Het bankje bij een Italiaans meer. Foto: Bernhard Harfsterkamp
Het bankje bij een Italiaans meer. Foto: Bernhard Harfsterkamp Foto:

Vanaf een bankje

Bij een meertje

Door Bernhard Harfsterkamp

Momenteel wordt er regelmatig over een kleiput gesproken. Vaak wordt die aangeduid als de kleiput. Iedereen weet dan blijkbaar meteen welke bedoeld wordt, want er liggen er veel meer rondom Winterswijk. Dit keer heb ik een bankje gevonden dichtbij de Duitse grens in Kotten, dat bij een meertje staat, dat is ontstaan nadat hier klei is opgegraven.
Het Kloosterveld is een van de plassen, die bij de meeste mensen bekend staan als de Italiaanse meertjes of meren.

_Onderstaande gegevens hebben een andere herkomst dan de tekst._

Issue #1785, opened 2021-02-22
[BUG] Rapids pytest integration tests FAILED on Yarn cluster with unrecognized arguments: `--std_input_path=src/test/resources/`


NvTimLiu:
**Describe the bug**
Run rapids pytest IT on EGX Yarn cluster
Rapids integration tests FAILED on Yarn cluster with unrecognized arguments: `--std_input_path=src/test/resources/` as below:
    _cd integration_tests/
    spark-submit --master --deploy-mode cluster runtests.py -std_input_path=src/test/resources/_
    _LOG: http://spark-egx-03:8088/cluster/app/application_1603128018386_6400_
        ERROR: usage: runtests.py [options] [file_or_dir] [file_or_dir] [...]
        runtests.py: error: unrecognized arguments: --std_input_path=src/test/resources/

If we remove `--deploy-mode cluster`, the tests can PASS.
    _spark-submit --master runtests.py -std_input_path=src/test/resources/_
    _LOG: http://spark-egx-03:8088/cluster/app/application_1603128018386_6399_

        src/main/python/struct_test.py::test_orderby_struct[Struct(['first', String],['second', Array(String)],[  'third', Array(String)])] PASSED [ 95%]
        src/main/python/struct_test.py::test_orderby_struct_2[Struct(['first', String],['second', Array(String)]  ,['third', Array(String)])] PASSED [100%]
============================= 23 passed in 41.09s ==============================

****Detailed scripts: timl@spark-egx-03:/home/timl/yarn-IT/submit-yarn.sh****
#!/bin/bash
set +ex
export SPARK_CONF_DIR=/usr/hdp/current/spark2-client/conf/
export HADOOP_HOME=/usr/hdp/3.1.0.0-78/hadoop
export HADOOP_CONF_DIR=/usr/hdp/3.1.0.0-78/hadoop/conf
export SPARK_HOME=/home/timl/spark-3.0.0-bin-hadoop3.2
export PATH=$SPARK_HOME/bin:$SPARK_HOME/sbin:$PATH

export PYSPARK_PYTHON=/usr/bin/python3.6
export PYSPARK_DRIVER_PYTHON=/usr/bin/python3.6

OS_TYPE=ubuntu18
CUDA_NAME=cuda11.0
CUDA_DOCKER_TAG=${CUDA_NAME/./-}

CUDA_CLASSIFIER=${CUDA_NAME/./-}

FINAL=${CUDA_CLASSIFIER: -2}
[...]

Issue #1640, opened 2021-02-01
Update CI builds for new udf-examples jar name


jlowe:
After #1636 the udf-examples jar name changed.  All of the CI builds that are referencing the jar need to be updated.

tgravescs:
I'm not sure all the builds got updated with the jar in the first place so we need to check missing as well.

GaryShen2008:
I don't think we have any CI/CD to use the udf example right now.
We're trying to add the job for the query using urlDecode.
So, it may be no action item for now.

jlowe:
> Does integration test use udf example jar?

Any CI/CD using a Spark built with Hive support and using `run_pyspark_from_build.sh` will add the udf-examples jar and run the urldecode integration tests.  This includes premerge CI and the primary nightly integration which is already running successfully with the new jar name.  I'm not sure about some of the integration tests specific to cloud environments.

tgravescs:
I think we should update all the integration tests to use run_pyspark_from_build.sh if possible. This might mean changes to the script if we need to specify a different master. I didn't think that was supported.  This way any changes devs make should automatically be picked up.

revans2:
> This might mean changes to the script if we need to specify a different master. I didn't think that was supported.

The scripts were set up to avoid making assumptions about what it was running on.  If you set `SPARK_CONF_DIR` to the configs for the cluster you want to run on it will pick them up and use them.  If you are running on a truly distributed cluster you need to either disable the parallel test run, or make sure that you have enough resources in your cluster to run N+1 applications in parallel. In that case too we probably need to copy the standard input files to the default distributed file system so that the tests can find them.

NvTimLiu:
checking

NvTimLiu:
Cloud environments changed to refer to the correct udf-examples jar: 
https://gitlab-master.nvidia.com/nvspark/blossom-jenkins/-/blob/main/utils/download-jars.sh#L17
https://gitlab-master.nvidia.com/nvspark/blossom-jenkins/-/blob/main/databricks/pytests-on-databricks.sh#L38
https://gitlab-master.nvidia.com/nvspark/blossom-jenkins/-/blob/main/emr/pytests-on-emr.sh#L41
https://gitlab-master.nvidia.com/nvspark/blossom-jenkins/-/blob/main/dataproc/pytests-on-dataproc.sh#L47

NvTimLiu:
close as Clound environment changed to refer to the correct udf-examples jar

Issue #1568, opened 2021-01-22
[BUILD] cleanup unused jenkins files and scripts


tgravescs:
**Is your feature request related to a problem? Please describe.**
Directory:
https://github.com/NVIDIA/spark-rapids/tree/branch-0.4/jenkins

has jenkins files, docker files, and scripts. I believe many of those are not used anymore (like the databricks ones). We should remove any files from here that aren't used.

I'm not sure if one of the Docker files was an example for users. We do already have one for k8s here: https://github.com/NVIDIA/spark-rapids/tree/branch-0.4/docs/get-started. If we want it visible to users perhaps we should document and put it in similar location or create a separate directory for it.

tgravescs:
@GaryShen2008

NvTimLiu:
@tgravescs 
1, The below 2 Dockerfile are useless, we’ll remove them from GitHub/spark-rapids repo.
Dockerfile.integration.ubuntu16
Dockerfile.ubuntu16
2, The other Dockerfiles/Jenkinsfiles/scripts are essential or spark-rapids prem-merge and integration jobs.
3, We put these Dockerfiles/Jenkinsfiles/scripts in GitHub, so dev team can update them conveniently, instead of making them visible to external users.
    --- For example, if someone needs to install a python module for IT, he can change the Dockerfile-blossom.integration.centos7 directly on the GitHub repo.
So after clean useless Dockerfiles in item 1, need we to move the whole Jenkins dir, or some subdirs[databricks] or files out of spark-rapids Github int internal Gitlab repo?

tgravescs:
2) ok, I guess Jenkinsfile.databricks301nightly is still used here, but its inconsistent with the other nightly now so I would rather see it moved out to be consistent.  I do see some of the other scripts are used from here, is there a particular reason to leave them in this repo vs move out to where Jenkins files are?
3) The problem is that some of the scripts are here and some are in the other repo so Dev doesn't know where to update all the builds, which is confusing. For instance we wanted to add build argument, the scripts updated nightly but not all the IT tests.  It would be have a single scripts for running the IT tests for instance that others could call with parameters if needed.   I don't think it matters which repo this in as much as keeping it consistent and documenting where things are at.

pxLi:
> 1. ok, I guess Jenkinsfile.databricks301nightly is still used here, but its inconsistent with the other nightly now so I would rather see it moved out to be consistent.  I do see some of the other scripts are used from here.
[...]

PR #1787, opened 2021-02-22
support distributed file path in cloud environment

NvTimLiu:
LOCAL_JAR_PATH is set in the cloud environment to support alternate local jars NOT building from the source code


integration_tests/run_pyspark_from_build.sh
```diff
@@ -28,7 +28,7 @@ else
     # support alternate local jars NOT building from the source code
     if [ -d "$LOCAL_JAR_PATH" ]; then
         CUDF_JARS=$(echo "$LOCAL_JAR_PATH"/cudf-*.jar)
-        PLUGIN_JARS=$(echo "$LOCAL_JAR_PATH"/rapids-4-spark*.jar)
```
NvTimLiu, line 31: fix file name filter

integration_tests/run_pyspark_from_build.sh
```diff
@@ -28,7 +28,7 @@ else
...
+        PLUGIN_JARS=$(echo "$LOCAL_JAR_PATH"/rapids-4-spark_*.jar)
```
NvTimLiu, line 31: fix file name filter

integration_tests/run_pyspark_from_build.sh
```diff
@@ -115,15 +115,22 @@ else
           $RUN_TEST_PARAMS \
           "$@"
     else
+        ## 'REMOTE_RES_PATH' is set in the cloud environment to support distributed file path
+        if [ -n "$REMOTE_RES_PATH" ]; then
```
NvTimLiu, line 119: Here 'REMOTE_RES_PATH' could be hdfs:/xxx or s3a://xxx

integration_tests/run_pyspark_from_build.sh
```diff
@@ -115,15 +115,22 @@ else
...
+            PYTEST_RES_PARAMS="$REMOTE_RES_PATH/../runtests.py \
+              --std_input_path=$REMOTE_RES_PATH/src/test/resources/"
+        else
+            PYTEST_RES_PARAMS="$SCRIPTPATH/runtests.py --rootdir $SCRIPTPATH $SCRIPTPATH/src/main/python \
```
NvTimLiu, line 123: seems `--rootdir` option does not support hdfs:/xxx or s3a://xxx PATH, only support file path?

 --rootdir=ROOTDIR     Define root directory for tests. Can be relative path: 'root_dir', './root_dir',
                        'root_dir/another_dir/'; absolute path: '/home/user/root_dir'; path with
                        variables: '$HOME/root_dir'.

ERROR: Directory /mnt/yarn/usercache/hadoop/appcache/application_1613996222010_0005/container_1613996222010_0005_01_000001/hdfs:/mnt/integration_tests' not found. Check your '--rootdir' option.

NvTimLiu:
Related issue https://github.com/NVIDIA/spark-rapids/issues/1640

NvTimLiu:
Related issue:
https://github.com/NVIDIA/spark-rapids/issues/1421
https://github.com/NVIDIA/spark-rapids/issues/1568

NvTimLiu:
https://github.com/NVIDIA/spark-rapids/issues/1785

NvTimLiu:
build

NvTimLiu:
build

integration_tests/run_pyspark_from_build.sh
```diff
@@ -28,9 +28,11 @@ else
     # support alternate local jars NOT building from the source code
     if [ -d "$LOCAL_JAR_PATH" ]; then
         CUDF_JARS=$(echo "$LOCAL_JAR_PATH"/cudf-*.jar)
-        PLUGIN_JARS=$(echo "$LOCAL_JAR_PATH"/rapids-4-spark*.jar)
+        PLUGIN_JARS=$(echo "$LOCAL_JAR_PATH"/rapids-4-spark_*.jar)
         TEST_JARS=$(echo "$LOCAL_JAR_PATH"/rapids-4-spark-integration-tests*.jar)
         UDF_EXAMPLE_JARS=$(echo "$LOCAL_JAR_PATH"/rapids-4-spark-udf-examples*.jar)
+        ## reset SCRIPTPATH to support alternate scripts path on the cloud environment
+        SCRIPTPATH="$LOCAL_JAR_PATH/integration_tests"
```
NvTimLiu, line 35: reset SCRIPTPATH to support alternate scripts path on the cloud environment

NvTimLiu:
@revans2  Could you please help to review? thanks!

integration_tests/run_pyspark_from_build.sh
revans2: Why was this causing issues where it does not cause issues in other places? It would be good to add a comment explaining this because a few lines below it in the else clause.

integration_tests/run_pyspark_from_build.sh
revans2: But it is not the SCRIPTPATH any longer.  SCRIPTPATH is where this script resides and we are finding other things relative to that path.  I would prefer to have a new variable like INTEGRATION_TEST_ROOT or something that can be set to SCRIPTPATH in the common case, and then set here to what we want it to be.

revans2 (commented):
In addition I really think we need to update the document for this script to include LOCAL_JAR_PATH in integration_tests/README.md.

Before this change LOCAL_JAR_PATH was clear, it was the path to set where the dependency jars come from.   After this change it looks like we are forcing a very specific directory layout, which needs to be documented very clearly and we need to be sure none of our CI builds are using LOCAL_JAR_PATH differently, or we need to separate out how to set where to find the integration_tests directory from how to find the local jars.

I also am not sure how this fixes the issues you were seeing with the tests finding std_input_path

NvTimLiu:
Why was this causing issues where it does not cause issues in other places? It would be good to add a comment explaining this because a few lines below it in the else clause. --> better to add this, though it does not cause error currently.  `PLUGIN_JARS=$(echo "$LOCAL_JAR_PATH"/rapids-4-spark*.jar)` will find `rapids-4-spark_2.12-SNAPSHOT.jar, rapids-4-spark-integration-tests*.jar rapids-4-spark-udf-examples*.jar` . Here we only want `PLUGIN_JARS=rapids-4-spark_2.12-SNAPSHOT.jar`

revans2:
> Why was this causing issues where it does not cause issues in other places? It would be good to add a comment explaining this because a few lines below it in the else clause. --> better to add this, though it does not cause error currently. `PLUGIN_JARS=$(echo "$LOCAL_JAR_PATH"/rapids-4-spark*.jar)` will find `rapids-4-spark_2.12-SNAPSHOT.jar, rapids-4-spark-integration-tests*.jar rapids-4-spark-udf-examples*.jar` . Here we only want `PLUGIN_JARS=rapids-4-spark_2.12-SNAPSHOT.jar`

Then lets update it in both places so it is consistent

NvTimLiu:
But it is not the SCRIPTPATH any longer. --> Sorry, here we need NOT to change `SCRIPTPATH`  as `SCRIPTPATH="$( cd "$(dirname "$0")" >/dev/null 2>&1 ; pwd -P )" cd "$SCRIPTPATH"` makes sure SCRIPTPATH is the script path (we already put run_pyspark_from_build.sh under dir `integration_tests`). I'll revert it.

NvTimLiu:
I also am not sure how this fixes the issues you were seeing with the tests finding std_input_path --> As `--rootdir` can NOT work with HDFS path(means we can not use HDFS), and `--std_input_path` can NOT work with  relative path, so I put the `integration_tests` into all the yarn nodes under the `absolute` dir '$SCRIPTPATH', then the absolute PATH $SCRIPTPATH works for both  `--rootdir`  & `--std_input_path`

Why it did not work before? --> We only put the `integration_tests` onto the Yarn master node, then we transferred the it on to Yarn worker nodes by --file/--archive,  so `integration_tests` path was relative[did NOT work with --std_input_path].

NvTimLiu:
In addition I really think we need to update the document for this script to include LOCAL_JAR_PATH in integration_tests/README.md. --> Will update README.md

revans2:
This code change as it is now look fine, but it has very little to do with the title of this issue.

> support distributed file path in cloud environment

It also has almost nothing to do with any of the issues/bugs mentioned  in this PR 

* Update CI Builds for new udf-examples jar name #1640
* Integration tests should have a flag to avoid silently skipping some tests #1421
* cleanup unused jenkins files and scripts #1568
* Rapids pytest integration tests FAILED on Yarn cluster with unrecognized arguments: `--std_input_path=src/test/resources/` #1785

Before approving this I just want to be sure I understand how this fits into those other issues. Will there be follow on work, especially for `--std_input_path` as we discussed in #1785 or do you think this is enough to resolve it?

NvTimLiu:
> It also has almost nothing to do with any of the issues/bugs mentioned in this PR
> 
> * Update CI Builds for new udf-examples jar name #1640

Updated Jenkins scripts to download the latest udf-example jar with `_2.12` appended in the jar name.
> * Integration tests should have a flag to avoid silently skipping some tests #1421
All the Cloud environment changed to use `integration_tests/run_pyspark_from_build.sh`

`TEST_TYPE` is NOT set, need we config it TEST_TYPE=`nightly` for all the Clould environment IT pipeline? @jlowe @revans2 
Test result on EMR as below:

23:49:36  SKIPPED [1] ../../../../../../integration_tests/src/main/python/conftest.py:468: rapids_udf_example_native is not configured to run
23:49:36  SKIPPED [105] ../../../../../../integration_tests/src/main/python/conftest.py:452: TPC-DS not configured to run
23:49:36  SKIPPED [4] ../../../../../../integration_tests/src/main/python/conftest.py:381: TPCxBB not configured to run
23:49:36  SKIPPED [11] ../../../../../../integration_tests/src/main/python/conftest.py:461: cudf_udf not configured to run
23:49:36  4715 passed, 21 skipped,145 xfailed, 7 xpassed,104 warnings, in 5248.88s (1:27:28)
23:49:36  
23:49:36  End of LogType:stdout
23:49:36  ***********************************************************************

> * cleanup unused jenkins files and scripts #1568

PR ready, retarget to branch-0.5

> * Rapids pytest integration tests FAILED on Yarn cluster with unrecognized arguments: `--std_input_path=src/test/resources/` #1785
> 
> Before approving this I just want to be sure I understand how this fits into those other issues. Will there be follow on work, especially for `--std_input_path` as we discussed in #1785 or do you think this is enough to resolve it?

Yes, for `--std_input_path` issue, we put integration tests scripts to all of the distributed filesystem nodes, so the `$SCRIPTPATH` can be found locally.

> This code change as it is now look fine, but it has very little to do with the title of this issue.
> 
> > support distributed file path in cloud environment
> 
> It also has almost nothing to do with any of the issues/bugs mentioned in this PR
> 
> * Update CI Builds for new udf-examples jar name #1640
> * Integration tests should have a flag to avoid silently skipping some tests #1421
> * cleanup unused jenkins files and scripts #1568
> * Rapids pytest integration tests FAILED on Yarn cluster with unrecognized arguments: `--std_input_path=src/test/resources/` #1785
> 
> Before approving this I just want to be sure I understand how this fits into those other issues. Will there be follow on work, especially for `--std_input_path` as we discussed in #1785 or do you think this is enough to resolve it?

NvTimLiu:
Update the document for how to set 'LOCAL_JAR_PATH'

NvTimLiu:
build

revans2:
> Yes, for --std_input_path issue, we put integration tests scripts to all of the distributed filesystem nodes, so the $SCRIPTPATH can be found locally.

I really don't like that.  How is it less work to keep that data in sync on all of those nodes than it is to have a script to copy it to a distributed file system?  Or worse it is not kept in sync and when we change something with the data the tests start to fail.

Like I said I think this code is fine as is and if you want to merge it in we can, but I don't like the current plan for the input test files and to fix it I think we will need changes to these scripts.

NvTimLiu:
> I really don't like that. How is it less work to keep that data in sync on all of those nodes than it is to have a script to copy it to a distributed file system? Or worse it is not kept in sync and when we change something with the data the tests start to fail.
> 
> Like I said I think this code is fine as is and if you want to merge it in we can, but I don't like the current plan for the input test files and to fix it I think we will need changes to these scripts.

I agree with you, the way of syncing the data onto all the nodes' SCRIPTPATH dir is ugly. 
But the we need NOT to change the `un_pyspark_from_build.sh` using this way.


I'd prefer to sync `--std_input_path` onto the distributed filesystem, too.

In Kotten werden ze aanvankelijk Leemkölke genoemd. Op kleine schaal werd hier al de grijze klei opgegraven en gebruikt bij de bouw van boerderijen in de omgeving. Vanaf het begin van de twintigste eeuw werd hier grootschalig de klei ontgonnen. De steenfabriek, waarin de stenen werden gebakt, stond niet ver van de grens in Duitsland. Lang is er niet gegraven, want in 1915 ging de fabriek al weer dicht. Daarna liepen de verschillende gaten vol met water.
Het Kloosterveld, het grootste van de kleigaten, is middenin zes tot acht meter diep. Gezegd wordt dat er nog steeds delen van het smalspoor en kipkarretjes op de bodem liggen. De meertjes ontwikkelden zich al snel tot natuurgebiedjes. Als ergens een plas is ontstaan, duiken er weldra vissen op. Het zijn watervogels die hiervoor zorgen. Als ze zwemmen in een visrijke plas, is de kans groot dat er kuit, eitjes van vissen, aan hun poten blijft kleven. Als ze zich daarna verplaatsen naar een nog visloze plas, komen daar de eitjes terecht. Blijkbaar werkt dit goed, want waar water is duikt op een bepaald moment altijd vis op.
Het water van de Italiaanse meren zou zo'n honderd jaar geleden opvallend blauw gekleurd zijn. Degene die de naam heeft bedacht dacht hierbij aan Italië, waar water blijkbaar altijd blauw is. In ieder geval op ansichtkaarten. Al snel nam de bedrijvigheid bij de meertjes toe. Er werd gezwommen en gevist. Bernard Roerdinkholder zag daar wel brood in en begon in 1934 met een café aan de rand van het gebied met de plasjes. Het was het begin van de camping, die de Italiaanse meren werd genoemd en nog steeds aanwezig is.
Bij het Kloosterveld merk ik niets van deze recreanten. Er zijn hier alleen vogels te horen, zoals een koekoek die er duidelijk plezier in heeft. De eerste vissers duiken pas op, als ik al een tijd op het bankje heb gezeten. Het Kloosterveld is eigendom van hengelsportvereniging de Karper. Alleen leden van deze club mogen hier vissen. De Karper zorgt voor het beheer van het meertje en directe omgeving. Niet overal langs het water kan worden gevist. Links in de verte bevindt zich een hoek met veel wilgen en rietkragen, waar de natuur voorop staat. Het betekent niet dat er langs de andere oevers geen plek is voor begroeiing. Op meer plekken zijn moeras- en waterplanten te zien
Vissen zie ik niet vanaf het bankje, maar zo nu en dan klinkt er een plons. Ik vermoed dat het een vis is. Hoeveel van die kleigaten zouden er rondom Winterswijk zijn, vraag ik me af. In de loop der eeuwen is er meer gegraven dan menigeen denkt. Hier bij de Italiaanse meertjes was het fossiele klei, waarvan stenen werden gebakken. Op veel plekken in de ondergrond in het buitengebied komt keileem voor. Die leem werd gebruikt bij de bouw van boerderijen. Dat afgraven van leem wordt aftiggelen van grond genoemd. De tiggelkuilen, soms vol met water, zijn nog aanwezig. Al dat gegraaf heeft natuur en landschap van Winterswijk in ieder geval gevarieerder gemaakt. Vissen, amfibieën en water- en moerasvogels hebben er meer leefgebied door gekregen.